Collected data
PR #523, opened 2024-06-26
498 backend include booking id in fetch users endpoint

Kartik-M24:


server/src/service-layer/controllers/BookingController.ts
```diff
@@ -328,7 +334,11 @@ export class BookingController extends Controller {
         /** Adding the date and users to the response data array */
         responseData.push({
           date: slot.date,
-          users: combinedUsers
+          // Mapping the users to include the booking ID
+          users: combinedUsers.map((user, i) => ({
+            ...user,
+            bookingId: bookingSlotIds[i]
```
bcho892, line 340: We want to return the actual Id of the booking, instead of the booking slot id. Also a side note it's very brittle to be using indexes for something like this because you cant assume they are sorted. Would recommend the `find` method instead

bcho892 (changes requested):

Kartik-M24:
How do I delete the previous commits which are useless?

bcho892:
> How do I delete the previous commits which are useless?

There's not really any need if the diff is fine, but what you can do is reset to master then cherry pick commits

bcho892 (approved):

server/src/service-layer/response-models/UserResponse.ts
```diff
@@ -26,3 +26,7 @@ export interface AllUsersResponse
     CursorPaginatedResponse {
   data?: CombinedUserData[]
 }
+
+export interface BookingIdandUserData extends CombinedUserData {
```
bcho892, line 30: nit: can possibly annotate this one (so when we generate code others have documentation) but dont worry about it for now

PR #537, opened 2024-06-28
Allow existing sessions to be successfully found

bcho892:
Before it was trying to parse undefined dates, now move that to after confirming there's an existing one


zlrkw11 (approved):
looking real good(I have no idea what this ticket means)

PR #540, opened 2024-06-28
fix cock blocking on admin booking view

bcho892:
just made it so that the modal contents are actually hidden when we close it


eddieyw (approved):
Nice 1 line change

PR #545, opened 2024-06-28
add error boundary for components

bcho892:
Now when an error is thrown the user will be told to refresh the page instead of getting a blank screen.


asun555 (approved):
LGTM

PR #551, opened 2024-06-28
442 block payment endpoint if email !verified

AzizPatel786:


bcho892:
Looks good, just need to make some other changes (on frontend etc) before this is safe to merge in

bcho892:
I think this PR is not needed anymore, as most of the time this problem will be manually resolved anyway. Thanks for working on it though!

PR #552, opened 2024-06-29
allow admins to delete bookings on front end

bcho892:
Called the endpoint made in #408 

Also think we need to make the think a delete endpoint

--

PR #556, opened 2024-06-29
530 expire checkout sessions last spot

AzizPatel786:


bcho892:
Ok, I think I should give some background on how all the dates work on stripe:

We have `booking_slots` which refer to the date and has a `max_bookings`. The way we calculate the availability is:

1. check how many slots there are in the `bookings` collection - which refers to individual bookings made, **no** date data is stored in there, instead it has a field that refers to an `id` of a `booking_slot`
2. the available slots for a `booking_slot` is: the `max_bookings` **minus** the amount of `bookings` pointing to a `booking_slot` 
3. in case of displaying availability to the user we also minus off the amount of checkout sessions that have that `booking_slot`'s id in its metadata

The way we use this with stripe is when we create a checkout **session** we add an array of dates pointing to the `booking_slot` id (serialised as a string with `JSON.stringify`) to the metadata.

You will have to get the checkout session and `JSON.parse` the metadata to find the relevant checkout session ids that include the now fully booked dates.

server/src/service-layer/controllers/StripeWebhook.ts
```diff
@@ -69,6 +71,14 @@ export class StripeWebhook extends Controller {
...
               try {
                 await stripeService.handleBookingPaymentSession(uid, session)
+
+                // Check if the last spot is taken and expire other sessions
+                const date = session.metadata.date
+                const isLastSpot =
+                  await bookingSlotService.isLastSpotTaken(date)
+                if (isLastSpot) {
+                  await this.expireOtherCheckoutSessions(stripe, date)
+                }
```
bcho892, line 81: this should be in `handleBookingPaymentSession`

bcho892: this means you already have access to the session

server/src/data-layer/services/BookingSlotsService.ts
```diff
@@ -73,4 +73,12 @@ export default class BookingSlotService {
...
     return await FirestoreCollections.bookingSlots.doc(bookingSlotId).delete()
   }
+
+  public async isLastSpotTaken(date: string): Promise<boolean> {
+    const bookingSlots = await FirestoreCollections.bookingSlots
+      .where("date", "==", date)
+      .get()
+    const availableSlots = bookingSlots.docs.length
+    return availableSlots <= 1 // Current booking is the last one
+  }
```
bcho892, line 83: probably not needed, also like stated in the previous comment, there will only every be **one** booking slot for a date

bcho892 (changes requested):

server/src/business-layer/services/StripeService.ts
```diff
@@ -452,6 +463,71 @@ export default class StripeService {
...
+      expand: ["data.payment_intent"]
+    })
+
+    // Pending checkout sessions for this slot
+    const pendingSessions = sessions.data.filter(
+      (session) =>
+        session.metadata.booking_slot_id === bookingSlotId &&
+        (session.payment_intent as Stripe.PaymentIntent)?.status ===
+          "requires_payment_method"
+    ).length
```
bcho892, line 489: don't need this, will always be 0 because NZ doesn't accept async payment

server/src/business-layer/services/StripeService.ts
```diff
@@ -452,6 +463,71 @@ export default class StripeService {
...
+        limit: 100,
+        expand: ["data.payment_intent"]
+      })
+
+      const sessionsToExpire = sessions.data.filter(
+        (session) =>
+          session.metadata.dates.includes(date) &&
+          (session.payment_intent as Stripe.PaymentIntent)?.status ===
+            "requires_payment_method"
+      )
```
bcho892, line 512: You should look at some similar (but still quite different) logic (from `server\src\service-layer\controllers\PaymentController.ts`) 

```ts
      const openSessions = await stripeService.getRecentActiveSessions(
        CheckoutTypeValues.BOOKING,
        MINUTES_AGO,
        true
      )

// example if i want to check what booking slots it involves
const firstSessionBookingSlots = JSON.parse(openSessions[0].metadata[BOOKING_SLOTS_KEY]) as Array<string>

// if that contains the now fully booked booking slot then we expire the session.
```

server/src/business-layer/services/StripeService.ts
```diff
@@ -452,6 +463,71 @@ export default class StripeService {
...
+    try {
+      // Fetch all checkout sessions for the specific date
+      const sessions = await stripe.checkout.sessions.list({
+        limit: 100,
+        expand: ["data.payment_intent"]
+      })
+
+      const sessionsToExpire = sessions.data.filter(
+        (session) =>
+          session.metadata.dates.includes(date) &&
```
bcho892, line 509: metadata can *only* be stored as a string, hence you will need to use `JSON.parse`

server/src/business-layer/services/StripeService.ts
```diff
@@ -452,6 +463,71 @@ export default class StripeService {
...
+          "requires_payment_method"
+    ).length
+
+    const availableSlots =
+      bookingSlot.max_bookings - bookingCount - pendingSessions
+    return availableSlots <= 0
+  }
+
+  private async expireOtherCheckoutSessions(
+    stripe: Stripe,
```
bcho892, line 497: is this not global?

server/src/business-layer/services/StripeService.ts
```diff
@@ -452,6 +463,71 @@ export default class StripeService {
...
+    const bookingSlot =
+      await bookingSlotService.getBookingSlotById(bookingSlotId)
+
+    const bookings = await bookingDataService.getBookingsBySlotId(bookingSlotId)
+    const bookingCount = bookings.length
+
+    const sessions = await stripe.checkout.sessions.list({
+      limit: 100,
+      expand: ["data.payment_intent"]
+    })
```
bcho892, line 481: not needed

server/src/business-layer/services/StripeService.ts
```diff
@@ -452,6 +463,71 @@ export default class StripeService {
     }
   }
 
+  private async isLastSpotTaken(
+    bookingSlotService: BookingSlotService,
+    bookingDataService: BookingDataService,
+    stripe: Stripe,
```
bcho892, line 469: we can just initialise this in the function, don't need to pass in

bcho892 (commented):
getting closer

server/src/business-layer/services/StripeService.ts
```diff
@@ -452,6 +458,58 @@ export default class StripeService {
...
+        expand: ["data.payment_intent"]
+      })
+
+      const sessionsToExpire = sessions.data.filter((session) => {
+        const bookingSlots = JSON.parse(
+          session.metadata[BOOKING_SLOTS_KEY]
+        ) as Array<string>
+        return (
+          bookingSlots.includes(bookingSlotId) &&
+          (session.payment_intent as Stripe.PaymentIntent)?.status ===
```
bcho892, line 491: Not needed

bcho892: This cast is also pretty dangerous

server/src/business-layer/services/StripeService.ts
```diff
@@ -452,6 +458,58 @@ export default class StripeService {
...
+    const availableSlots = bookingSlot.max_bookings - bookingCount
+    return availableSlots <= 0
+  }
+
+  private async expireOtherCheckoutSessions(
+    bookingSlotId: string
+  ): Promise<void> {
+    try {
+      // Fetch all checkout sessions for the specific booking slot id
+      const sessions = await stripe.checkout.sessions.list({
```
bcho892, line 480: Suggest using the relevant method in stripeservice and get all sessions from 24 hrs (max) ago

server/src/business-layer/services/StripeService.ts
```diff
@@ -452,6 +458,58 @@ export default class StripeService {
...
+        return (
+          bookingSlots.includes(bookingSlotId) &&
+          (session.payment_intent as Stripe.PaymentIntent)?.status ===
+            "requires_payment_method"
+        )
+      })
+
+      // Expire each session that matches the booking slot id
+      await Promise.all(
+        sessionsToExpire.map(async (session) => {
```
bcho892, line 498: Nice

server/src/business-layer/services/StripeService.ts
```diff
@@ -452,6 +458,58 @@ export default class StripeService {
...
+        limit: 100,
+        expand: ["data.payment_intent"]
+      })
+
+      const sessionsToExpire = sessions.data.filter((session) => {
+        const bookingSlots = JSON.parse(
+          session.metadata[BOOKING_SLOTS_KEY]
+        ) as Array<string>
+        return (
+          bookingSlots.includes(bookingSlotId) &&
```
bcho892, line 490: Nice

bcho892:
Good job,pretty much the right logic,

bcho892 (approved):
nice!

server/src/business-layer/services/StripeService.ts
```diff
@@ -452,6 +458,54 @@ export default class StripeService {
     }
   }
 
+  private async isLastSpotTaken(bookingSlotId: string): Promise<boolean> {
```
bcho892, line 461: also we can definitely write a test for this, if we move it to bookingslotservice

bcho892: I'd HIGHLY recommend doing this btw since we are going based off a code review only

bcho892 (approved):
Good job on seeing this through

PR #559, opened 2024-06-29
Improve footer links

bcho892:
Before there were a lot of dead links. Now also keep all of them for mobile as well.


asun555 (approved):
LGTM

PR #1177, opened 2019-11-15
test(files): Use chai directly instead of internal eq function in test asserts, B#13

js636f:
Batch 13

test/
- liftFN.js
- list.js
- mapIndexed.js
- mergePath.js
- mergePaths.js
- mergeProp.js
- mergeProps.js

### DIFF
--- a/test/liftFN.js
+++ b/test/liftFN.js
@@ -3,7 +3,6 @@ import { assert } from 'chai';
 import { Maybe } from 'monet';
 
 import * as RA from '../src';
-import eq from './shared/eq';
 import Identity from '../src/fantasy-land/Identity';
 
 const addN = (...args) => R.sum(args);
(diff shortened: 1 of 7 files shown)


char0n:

==

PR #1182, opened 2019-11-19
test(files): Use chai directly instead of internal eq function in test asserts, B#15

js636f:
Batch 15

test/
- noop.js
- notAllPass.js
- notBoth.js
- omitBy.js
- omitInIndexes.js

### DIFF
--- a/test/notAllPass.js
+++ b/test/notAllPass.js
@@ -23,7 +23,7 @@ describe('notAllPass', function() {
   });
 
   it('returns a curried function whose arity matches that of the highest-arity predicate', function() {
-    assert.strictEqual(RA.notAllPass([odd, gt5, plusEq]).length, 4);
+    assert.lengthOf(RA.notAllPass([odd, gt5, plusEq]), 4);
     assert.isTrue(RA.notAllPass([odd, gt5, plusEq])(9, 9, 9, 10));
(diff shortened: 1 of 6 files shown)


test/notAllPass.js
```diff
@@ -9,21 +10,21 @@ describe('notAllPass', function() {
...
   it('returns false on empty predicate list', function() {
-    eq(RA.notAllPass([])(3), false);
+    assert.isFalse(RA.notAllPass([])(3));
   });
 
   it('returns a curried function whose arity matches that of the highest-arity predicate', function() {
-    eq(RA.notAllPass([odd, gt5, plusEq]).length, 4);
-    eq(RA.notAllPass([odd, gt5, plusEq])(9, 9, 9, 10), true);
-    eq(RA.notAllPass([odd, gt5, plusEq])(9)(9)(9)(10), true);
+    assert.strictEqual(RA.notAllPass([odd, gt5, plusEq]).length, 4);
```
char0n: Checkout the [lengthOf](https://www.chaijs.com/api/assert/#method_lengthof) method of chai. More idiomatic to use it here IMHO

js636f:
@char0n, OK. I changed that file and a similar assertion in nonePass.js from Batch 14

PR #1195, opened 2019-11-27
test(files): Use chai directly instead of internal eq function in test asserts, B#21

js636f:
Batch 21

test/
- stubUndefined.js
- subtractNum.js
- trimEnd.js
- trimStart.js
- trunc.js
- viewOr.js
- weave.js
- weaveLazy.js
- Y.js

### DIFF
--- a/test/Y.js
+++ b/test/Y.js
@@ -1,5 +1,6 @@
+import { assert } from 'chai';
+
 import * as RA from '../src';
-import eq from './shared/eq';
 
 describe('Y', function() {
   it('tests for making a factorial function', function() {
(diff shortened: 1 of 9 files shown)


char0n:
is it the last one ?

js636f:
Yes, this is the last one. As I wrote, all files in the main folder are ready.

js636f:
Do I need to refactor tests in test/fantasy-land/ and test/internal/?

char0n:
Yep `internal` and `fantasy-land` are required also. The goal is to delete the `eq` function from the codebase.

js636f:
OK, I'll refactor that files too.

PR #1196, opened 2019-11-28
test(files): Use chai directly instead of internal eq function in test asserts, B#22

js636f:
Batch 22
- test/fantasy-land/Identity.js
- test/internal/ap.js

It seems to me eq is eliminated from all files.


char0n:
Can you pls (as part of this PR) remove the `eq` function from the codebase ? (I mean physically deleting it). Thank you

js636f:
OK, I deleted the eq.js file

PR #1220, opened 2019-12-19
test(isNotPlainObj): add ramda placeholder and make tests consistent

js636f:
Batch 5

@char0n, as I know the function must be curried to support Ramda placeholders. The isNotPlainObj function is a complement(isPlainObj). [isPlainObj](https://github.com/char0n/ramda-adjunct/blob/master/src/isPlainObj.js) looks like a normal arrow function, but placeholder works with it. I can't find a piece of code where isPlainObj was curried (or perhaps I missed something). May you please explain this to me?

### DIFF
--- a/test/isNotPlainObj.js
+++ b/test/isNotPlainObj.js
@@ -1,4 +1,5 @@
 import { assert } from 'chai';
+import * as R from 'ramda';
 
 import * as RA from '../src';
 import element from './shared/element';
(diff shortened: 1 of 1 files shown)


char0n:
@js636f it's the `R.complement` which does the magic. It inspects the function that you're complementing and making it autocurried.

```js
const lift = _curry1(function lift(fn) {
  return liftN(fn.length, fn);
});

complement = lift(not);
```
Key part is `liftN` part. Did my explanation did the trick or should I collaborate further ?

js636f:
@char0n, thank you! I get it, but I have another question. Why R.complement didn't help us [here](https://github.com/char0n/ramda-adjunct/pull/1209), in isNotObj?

Problem
Each line above where the word "stored" occurs should be copied out.

Reply
1. check how many slots there are in the `bookings` collection - which refers to individual bookings made, **no** date data is stored in there, instead it has a field that refers to an `id` of a `booking_slot`
bcho892, line 509: metadata can *only* be stored as a string, hence you will need to use `JSON.parse`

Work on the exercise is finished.